> _INSTRUCTIONS TO FOLLOW_
The lines to copy from the data below are those that hold the string "files".

'''

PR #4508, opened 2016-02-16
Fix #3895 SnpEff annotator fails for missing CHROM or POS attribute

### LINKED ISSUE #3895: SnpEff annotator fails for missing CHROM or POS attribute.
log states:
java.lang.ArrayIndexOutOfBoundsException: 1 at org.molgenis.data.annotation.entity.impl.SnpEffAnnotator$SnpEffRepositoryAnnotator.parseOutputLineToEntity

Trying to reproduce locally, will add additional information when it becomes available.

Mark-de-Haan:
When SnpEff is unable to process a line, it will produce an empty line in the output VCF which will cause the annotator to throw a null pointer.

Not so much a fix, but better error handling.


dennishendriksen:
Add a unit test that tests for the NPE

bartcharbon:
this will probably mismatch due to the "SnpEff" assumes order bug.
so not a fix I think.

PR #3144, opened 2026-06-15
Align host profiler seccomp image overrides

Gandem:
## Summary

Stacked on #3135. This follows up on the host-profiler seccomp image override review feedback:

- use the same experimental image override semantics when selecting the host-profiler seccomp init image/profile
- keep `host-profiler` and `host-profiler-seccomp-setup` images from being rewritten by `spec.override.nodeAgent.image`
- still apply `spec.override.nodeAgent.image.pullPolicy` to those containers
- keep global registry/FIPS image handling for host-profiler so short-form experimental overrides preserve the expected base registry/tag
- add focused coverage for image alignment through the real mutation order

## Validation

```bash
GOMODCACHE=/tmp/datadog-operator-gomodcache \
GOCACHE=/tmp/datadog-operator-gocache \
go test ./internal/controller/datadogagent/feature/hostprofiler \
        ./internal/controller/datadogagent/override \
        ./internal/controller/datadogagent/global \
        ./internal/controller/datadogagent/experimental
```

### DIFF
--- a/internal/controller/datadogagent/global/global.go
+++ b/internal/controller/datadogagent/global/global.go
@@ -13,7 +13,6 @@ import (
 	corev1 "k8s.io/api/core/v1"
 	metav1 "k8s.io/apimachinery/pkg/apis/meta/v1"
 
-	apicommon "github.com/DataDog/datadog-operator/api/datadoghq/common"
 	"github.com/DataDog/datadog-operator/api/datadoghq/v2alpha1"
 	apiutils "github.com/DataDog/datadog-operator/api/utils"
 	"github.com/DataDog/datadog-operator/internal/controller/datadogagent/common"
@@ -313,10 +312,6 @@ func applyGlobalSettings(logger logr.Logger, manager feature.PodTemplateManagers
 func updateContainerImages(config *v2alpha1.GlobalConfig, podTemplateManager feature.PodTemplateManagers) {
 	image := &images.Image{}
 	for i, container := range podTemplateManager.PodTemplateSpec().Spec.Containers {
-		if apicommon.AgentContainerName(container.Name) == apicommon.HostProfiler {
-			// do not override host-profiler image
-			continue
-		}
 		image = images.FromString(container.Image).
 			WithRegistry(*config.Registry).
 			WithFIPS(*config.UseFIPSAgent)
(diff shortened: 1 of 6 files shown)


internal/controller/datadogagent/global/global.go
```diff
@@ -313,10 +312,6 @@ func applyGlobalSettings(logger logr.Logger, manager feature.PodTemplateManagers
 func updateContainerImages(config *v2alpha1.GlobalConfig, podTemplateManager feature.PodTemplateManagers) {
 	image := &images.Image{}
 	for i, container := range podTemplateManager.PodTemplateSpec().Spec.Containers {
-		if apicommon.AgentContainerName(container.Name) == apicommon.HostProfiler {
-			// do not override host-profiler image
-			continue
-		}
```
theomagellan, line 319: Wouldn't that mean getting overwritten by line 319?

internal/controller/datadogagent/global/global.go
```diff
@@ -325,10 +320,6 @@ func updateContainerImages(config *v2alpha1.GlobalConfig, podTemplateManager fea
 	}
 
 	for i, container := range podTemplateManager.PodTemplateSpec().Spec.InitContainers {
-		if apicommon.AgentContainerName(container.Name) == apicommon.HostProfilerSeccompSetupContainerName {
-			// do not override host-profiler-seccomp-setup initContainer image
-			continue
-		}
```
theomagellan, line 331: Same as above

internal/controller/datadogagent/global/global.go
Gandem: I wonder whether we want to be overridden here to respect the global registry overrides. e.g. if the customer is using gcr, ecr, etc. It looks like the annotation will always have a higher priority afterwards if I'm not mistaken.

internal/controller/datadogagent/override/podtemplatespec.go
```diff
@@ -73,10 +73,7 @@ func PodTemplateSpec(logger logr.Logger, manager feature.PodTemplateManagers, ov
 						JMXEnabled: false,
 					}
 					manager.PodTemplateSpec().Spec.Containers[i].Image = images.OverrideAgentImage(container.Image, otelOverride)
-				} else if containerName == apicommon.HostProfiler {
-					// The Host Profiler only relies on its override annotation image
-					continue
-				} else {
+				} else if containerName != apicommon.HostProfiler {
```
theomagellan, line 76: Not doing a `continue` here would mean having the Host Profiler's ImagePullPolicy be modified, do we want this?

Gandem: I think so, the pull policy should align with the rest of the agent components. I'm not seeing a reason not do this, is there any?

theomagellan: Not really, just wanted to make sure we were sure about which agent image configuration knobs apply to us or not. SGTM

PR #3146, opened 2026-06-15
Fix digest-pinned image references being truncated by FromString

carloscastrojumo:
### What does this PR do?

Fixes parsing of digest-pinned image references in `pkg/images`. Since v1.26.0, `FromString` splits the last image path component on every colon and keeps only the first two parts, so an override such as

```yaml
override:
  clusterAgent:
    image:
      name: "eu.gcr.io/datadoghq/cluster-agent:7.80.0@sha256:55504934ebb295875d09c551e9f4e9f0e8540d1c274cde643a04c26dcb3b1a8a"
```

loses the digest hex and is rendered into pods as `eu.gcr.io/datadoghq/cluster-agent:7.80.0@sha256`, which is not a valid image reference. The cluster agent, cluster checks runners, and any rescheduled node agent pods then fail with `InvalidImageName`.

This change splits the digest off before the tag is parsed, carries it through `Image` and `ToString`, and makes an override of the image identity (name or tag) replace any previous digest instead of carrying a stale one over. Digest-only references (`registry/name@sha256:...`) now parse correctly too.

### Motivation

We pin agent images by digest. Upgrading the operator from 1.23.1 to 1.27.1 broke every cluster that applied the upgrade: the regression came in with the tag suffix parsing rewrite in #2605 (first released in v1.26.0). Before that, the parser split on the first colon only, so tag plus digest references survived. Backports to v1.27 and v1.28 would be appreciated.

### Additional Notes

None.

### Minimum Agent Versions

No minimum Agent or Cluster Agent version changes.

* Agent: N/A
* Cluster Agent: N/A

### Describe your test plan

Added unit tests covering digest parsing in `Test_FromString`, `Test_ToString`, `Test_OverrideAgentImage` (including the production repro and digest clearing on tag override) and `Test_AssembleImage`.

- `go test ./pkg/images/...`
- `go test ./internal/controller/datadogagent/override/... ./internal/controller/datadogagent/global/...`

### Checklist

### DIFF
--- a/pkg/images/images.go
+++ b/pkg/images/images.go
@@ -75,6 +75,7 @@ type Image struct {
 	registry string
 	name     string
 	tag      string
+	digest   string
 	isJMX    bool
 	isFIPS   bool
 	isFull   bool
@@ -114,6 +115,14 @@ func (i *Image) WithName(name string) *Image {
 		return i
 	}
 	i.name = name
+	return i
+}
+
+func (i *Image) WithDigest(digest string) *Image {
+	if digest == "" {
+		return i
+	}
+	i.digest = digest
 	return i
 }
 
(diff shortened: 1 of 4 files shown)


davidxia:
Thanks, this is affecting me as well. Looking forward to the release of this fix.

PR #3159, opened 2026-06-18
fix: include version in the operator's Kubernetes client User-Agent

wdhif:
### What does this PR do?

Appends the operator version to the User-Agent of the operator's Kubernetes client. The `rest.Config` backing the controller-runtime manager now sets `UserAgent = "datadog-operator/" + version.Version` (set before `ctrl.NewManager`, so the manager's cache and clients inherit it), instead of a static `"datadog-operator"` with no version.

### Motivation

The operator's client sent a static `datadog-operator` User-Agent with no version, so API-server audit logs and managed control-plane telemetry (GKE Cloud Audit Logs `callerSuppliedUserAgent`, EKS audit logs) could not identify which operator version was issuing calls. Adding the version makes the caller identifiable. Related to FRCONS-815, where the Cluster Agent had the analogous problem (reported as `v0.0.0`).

'''
'''

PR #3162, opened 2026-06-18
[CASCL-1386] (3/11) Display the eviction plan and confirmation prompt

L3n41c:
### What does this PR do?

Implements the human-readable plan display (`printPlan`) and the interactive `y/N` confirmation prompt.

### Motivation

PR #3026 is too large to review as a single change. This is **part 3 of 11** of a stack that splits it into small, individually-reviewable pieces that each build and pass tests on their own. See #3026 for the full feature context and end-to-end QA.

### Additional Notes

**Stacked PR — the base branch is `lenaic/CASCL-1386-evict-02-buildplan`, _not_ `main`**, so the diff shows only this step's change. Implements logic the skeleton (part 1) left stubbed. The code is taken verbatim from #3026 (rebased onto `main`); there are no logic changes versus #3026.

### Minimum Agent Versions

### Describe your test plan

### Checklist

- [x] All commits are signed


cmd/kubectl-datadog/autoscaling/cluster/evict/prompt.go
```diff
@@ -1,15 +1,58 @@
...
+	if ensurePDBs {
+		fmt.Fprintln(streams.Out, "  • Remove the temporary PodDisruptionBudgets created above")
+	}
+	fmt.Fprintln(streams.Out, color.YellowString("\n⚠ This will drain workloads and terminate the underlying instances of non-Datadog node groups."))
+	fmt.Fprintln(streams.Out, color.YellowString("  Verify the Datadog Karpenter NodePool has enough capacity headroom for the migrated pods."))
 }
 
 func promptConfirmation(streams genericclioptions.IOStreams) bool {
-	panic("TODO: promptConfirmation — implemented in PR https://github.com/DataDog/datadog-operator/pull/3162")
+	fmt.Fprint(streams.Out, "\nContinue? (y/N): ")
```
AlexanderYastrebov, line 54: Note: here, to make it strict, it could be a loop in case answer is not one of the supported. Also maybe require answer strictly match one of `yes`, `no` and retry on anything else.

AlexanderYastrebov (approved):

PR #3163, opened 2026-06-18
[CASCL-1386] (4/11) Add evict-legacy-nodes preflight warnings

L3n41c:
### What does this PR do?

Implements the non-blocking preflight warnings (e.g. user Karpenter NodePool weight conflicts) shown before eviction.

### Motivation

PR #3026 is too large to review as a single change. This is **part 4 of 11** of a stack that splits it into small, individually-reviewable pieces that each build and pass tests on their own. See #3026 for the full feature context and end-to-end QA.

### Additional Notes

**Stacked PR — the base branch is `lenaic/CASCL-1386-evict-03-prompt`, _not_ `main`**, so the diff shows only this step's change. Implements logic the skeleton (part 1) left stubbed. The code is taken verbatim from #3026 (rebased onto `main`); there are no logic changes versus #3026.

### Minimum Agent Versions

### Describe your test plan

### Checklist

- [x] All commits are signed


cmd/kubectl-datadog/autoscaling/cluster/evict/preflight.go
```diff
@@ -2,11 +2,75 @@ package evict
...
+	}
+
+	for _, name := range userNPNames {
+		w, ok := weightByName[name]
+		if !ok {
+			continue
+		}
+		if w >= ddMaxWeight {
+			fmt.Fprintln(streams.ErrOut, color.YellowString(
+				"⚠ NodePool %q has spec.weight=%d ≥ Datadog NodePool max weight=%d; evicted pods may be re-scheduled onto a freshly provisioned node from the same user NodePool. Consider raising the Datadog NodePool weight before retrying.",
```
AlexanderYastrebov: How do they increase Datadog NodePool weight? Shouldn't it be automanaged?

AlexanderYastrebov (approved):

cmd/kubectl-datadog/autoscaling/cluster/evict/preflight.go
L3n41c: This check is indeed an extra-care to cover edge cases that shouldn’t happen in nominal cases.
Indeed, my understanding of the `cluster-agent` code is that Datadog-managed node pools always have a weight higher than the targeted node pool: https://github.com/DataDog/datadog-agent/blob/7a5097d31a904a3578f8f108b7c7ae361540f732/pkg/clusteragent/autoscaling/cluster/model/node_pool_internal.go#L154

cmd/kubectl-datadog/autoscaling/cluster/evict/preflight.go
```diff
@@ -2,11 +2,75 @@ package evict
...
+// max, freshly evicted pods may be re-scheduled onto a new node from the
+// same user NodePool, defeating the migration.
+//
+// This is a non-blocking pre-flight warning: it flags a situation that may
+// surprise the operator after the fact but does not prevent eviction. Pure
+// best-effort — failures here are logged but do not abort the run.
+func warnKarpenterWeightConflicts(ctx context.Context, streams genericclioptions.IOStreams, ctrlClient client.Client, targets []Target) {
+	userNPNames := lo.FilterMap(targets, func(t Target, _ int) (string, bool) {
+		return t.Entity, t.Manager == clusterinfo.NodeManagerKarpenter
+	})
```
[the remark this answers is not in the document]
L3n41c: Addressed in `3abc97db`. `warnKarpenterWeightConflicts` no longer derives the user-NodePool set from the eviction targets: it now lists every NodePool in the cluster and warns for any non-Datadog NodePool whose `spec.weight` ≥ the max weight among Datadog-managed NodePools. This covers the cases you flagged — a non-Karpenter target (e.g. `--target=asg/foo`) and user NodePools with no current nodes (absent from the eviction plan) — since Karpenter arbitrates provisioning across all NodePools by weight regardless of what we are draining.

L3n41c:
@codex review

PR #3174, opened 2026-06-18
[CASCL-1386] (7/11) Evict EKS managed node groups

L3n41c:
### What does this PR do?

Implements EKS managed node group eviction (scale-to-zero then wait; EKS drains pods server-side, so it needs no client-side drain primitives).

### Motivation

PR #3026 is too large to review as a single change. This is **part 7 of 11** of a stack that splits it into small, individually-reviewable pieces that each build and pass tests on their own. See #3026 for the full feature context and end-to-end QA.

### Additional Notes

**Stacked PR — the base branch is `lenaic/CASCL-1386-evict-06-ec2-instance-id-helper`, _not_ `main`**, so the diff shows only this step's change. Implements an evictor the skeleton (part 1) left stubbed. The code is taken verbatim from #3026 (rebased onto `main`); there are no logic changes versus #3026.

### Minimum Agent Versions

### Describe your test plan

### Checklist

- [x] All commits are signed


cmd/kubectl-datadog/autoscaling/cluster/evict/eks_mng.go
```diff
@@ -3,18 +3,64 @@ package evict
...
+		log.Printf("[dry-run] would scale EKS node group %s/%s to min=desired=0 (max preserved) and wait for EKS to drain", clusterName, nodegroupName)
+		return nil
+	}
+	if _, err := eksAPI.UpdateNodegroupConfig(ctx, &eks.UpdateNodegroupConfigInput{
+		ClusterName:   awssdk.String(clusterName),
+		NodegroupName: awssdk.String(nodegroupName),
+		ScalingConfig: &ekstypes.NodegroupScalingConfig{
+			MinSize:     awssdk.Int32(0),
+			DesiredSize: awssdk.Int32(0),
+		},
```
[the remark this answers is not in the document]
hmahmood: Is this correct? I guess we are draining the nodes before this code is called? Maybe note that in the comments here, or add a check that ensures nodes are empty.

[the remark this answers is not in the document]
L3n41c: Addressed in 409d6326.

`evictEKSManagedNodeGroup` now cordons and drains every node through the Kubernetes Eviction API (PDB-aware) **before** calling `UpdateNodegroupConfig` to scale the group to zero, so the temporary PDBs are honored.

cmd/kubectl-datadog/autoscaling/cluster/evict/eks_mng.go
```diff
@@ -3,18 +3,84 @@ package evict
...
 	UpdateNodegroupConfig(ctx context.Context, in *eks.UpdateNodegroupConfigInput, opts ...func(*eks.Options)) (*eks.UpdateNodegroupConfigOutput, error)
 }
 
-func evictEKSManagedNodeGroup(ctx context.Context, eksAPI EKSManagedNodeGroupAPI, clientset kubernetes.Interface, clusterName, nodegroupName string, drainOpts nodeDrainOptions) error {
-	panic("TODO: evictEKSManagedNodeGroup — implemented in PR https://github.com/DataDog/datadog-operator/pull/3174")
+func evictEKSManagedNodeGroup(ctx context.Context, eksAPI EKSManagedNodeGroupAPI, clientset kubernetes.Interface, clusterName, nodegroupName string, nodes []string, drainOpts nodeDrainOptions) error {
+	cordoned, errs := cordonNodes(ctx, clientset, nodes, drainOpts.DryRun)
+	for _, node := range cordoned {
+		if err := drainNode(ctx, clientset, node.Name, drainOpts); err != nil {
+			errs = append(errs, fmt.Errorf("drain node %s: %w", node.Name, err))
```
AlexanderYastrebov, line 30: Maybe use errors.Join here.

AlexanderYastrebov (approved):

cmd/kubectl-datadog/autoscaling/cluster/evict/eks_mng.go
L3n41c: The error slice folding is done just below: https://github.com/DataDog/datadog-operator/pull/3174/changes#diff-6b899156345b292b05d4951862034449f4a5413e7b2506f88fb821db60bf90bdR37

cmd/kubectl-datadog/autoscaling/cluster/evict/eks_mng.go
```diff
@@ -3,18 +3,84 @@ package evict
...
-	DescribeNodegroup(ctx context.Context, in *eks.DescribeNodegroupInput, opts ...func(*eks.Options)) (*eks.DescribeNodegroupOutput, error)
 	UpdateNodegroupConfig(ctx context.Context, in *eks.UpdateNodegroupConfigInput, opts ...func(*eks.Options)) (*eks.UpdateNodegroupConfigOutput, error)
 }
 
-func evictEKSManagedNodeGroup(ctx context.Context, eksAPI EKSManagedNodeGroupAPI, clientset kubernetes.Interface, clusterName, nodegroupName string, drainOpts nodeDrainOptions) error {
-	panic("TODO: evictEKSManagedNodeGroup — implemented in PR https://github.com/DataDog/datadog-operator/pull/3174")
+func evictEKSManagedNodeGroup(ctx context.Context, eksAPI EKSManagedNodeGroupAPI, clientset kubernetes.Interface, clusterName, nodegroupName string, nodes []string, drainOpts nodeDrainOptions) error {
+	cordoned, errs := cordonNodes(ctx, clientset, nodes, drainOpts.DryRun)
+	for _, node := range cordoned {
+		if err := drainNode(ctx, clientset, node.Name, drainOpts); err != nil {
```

'''
'''

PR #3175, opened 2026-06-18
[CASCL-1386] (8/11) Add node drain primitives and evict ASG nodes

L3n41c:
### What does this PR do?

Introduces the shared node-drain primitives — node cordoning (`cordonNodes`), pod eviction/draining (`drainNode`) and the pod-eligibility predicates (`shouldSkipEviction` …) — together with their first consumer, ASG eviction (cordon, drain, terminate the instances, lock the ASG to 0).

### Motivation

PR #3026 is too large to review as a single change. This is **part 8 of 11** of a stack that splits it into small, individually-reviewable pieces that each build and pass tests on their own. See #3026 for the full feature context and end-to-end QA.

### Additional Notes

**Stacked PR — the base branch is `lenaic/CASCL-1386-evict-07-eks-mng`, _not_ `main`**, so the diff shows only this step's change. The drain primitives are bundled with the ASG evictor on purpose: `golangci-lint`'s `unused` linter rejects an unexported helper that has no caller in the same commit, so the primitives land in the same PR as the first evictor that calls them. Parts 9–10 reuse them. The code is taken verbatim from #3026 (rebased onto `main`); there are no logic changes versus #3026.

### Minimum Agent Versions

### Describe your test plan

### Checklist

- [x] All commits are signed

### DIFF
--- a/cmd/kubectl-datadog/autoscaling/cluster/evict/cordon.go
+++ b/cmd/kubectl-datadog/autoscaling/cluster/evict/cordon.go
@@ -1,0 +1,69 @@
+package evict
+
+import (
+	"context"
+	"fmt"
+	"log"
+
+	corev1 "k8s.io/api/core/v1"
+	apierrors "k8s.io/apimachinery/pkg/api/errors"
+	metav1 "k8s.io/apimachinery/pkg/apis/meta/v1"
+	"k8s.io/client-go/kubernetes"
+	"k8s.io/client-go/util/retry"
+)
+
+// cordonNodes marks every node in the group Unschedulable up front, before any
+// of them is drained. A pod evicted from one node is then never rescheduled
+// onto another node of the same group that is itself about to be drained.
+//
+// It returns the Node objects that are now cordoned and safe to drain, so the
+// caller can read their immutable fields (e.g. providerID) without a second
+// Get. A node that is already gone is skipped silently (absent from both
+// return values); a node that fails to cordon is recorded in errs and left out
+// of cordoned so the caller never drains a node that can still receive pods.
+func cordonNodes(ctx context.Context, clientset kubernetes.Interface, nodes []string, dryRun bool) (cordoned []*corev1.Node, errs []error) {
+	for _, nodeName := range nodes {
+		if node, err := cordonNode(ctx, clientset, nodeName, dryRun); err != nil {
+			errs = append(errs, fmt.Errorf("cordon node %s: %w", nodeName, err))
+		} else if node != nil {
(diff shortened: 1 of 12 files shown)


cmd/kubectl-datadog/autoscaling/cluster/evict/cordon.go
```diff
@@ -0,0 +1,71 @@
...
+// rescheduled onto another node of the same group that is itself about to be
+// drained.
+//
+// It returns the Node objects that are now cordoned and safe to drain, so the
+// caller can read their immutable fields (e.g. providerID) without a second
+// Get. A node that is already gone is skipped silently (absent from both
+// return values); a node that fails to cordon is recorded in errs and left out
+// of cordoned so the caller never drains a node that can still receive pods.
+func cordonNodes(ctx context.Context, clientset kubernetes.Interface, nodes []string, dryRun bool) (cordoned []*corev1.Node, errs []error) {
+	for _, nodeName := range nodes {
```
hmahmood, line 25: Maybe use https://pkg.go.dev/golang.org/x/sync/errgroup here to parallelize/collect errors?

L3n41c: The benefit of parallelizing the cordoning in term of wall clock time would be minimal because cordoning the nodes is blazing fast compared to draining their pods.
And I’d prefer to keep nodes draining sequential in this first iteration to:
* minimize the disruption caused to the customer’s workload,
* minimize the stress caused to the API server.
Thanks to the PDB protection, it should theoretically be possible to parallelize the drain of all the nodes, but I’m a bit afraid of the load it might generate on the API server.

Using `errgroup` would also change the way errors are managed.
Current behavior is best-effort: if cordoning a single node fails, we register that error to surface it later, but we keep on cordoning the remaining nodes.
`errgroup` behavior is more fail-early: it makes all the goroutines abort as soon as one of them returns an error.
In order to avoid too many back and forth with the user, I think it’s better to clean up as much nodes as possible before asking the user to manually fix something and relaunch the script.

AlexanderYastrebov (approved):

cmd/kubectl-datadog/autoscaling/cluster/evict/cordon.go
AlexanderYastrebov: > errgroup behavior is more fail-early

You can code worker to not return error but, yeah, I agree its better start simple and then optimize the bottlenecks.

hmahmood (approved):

'''

> _TASK SOLUTION_
(diff shortened: 1 of 6 files shown)
(diff shortened: 1 of 4 files shown)
(diff shortened: 1 of 12 files shown)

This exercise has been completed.